==== Data extracts

PR #905, opened 2020-01-02
fixes #889

### LINKED ISSUE #889: JS error, uncaught exception (on Windows)
This happened on a Windows machine. The app was in background (maybe after being closed) and there were issues with the internet connection on this machine.  
Bug thorium

panaC:
fixes #889

### DIFF
--- a/src/common/utils/http.ts
+++ b/src/common/utils/http.ts
@@ -79,13 +79,6 @@ export async function httpGet<TBody extends JsonMap | string = string , TData = 
         await new Promise((resolve, reject) => {
             request(requestOptions, (err, response) => {
 
-                debug("HTTP RESPONSE:");
-                debug(err);
-                debug(response.statusCode);
-                debug(response.statusMessage);
-                debug(response.url);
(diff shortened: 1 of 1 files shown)


src/common/utils/http.ts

========

**Directions for this task:**
Please return each line of the listing above that contains "common".

**Result for this exercise:**
--- a/src/common/utils/http.ts
+++ b/src/common/utils/http.ts
src/common/utils/http.ts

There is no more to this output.